Give back, character for character, the line that includes "PR #7572, opened 2018-08-22" and all lines beneath it in the data.
-*-
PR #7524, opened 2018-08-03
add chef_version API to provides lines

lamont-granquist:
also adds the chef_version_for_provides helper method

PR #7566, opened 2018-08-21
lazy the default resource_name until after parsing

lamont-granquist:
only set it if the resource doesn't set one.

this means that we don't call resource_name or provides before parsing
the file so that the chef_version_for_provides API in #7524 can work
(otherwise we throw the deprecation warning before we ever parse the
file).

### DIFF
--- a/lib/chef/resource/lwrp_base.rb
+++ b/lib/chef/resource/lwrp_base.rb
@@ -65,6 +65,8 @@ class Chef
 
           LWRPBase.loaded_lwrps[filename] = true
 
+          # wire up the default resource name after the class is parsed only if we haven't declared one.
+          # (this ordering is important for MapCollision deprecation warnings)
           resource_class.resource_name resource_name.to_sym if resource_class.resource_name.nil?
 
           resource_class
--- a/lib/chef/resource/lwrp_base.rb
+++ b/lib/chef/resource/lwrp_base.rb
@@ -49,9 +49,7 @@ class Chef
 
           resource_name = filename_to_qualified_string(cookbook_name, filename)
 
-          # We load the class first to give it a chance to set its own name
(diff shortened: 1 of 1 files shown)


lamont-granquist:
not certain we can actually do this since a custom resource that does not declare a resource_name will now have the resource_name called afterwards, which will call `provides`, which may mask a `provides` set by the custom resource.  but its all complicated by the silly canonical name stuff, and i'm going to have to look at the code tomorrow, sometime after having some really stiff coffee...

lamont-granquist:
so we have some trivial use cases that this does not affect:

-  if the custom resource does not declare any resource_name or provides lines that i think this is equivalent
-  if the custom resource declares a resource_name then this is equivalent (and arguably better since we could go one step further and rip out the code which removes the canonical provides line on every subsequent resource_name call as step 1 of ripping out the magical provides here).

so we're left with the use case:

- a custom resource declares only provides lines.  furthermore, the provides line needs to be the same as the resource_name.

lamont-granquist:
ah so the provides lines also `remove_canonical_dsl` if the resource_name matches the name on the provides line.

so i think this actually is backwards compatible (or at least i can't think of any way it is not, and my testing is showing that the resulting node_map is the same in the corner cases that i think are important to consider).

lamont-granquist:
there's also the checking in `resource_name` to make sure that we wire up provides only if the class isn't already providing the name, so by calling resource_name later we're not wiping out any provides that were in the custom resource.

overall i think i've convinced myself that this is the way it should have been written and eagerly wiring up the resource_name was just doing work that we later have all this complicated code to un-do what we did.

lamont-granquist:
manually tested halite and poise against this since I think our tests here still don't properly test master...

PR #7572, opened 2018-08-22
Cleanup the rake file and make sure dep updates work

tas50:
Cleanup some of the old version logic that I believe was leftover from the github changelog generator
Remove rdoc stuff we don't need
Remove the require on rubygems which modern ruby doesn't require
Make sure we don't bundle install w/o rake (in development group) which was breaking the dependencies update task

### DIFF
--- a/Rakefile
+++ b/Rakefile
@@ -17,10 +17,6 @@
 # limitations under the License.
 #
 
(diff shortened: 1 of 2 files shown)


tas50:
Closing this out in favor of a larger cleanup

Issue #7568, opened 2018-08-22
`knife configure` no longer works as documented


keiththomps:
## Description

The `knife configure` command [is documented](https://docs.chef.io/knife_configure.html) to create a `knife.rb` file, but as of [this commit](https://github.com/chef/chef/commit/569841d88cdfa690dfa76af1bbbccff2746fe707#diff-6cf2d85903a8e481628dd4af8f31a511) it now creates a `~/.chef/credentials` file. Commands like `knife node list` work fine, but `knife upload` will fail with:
-*-
_Completed exercise_
PR #7572, opened 2018-08-22
Cleanup the rake file and make sure dep updates work

tas50:
Cleanup some of the old version logic that I believe was leftover from the github changelog generator
Remove rdoc stuff we don't need
Remove the require on rubygems which modern ruby doesn't require
Make sure we don't bundle install w/o rake (in development group) which was breaking the dependencies update task

### DIFF
--- a/Rakefile
+++ b/Rakefile
@@ -17,10 +17,6 @@
 # limitations under the License.
 #
 
(diff shortened: 1 of 2 files shown)


tas50:
Closing this out in favor of a larger cleanup

Issue #7568, opened 2018-08-22
`knife configure` no longer works as documented


keiththomps:
## Description

The `knife configure` command [is documented](https://docs.chef.io/knife_configure.html) to create a `knife.rb` file, but as of [this commit](https://github.com/chef/chef/commit/569841d88cdfa690dfa76af1bbbccff2746fe707#diff-6cf2d85903a8e481628dd4af8f31a511) it now creates a `~/.chef/credentials` file. Commands like `knife node list` work fine, but `knife upload` will fail with:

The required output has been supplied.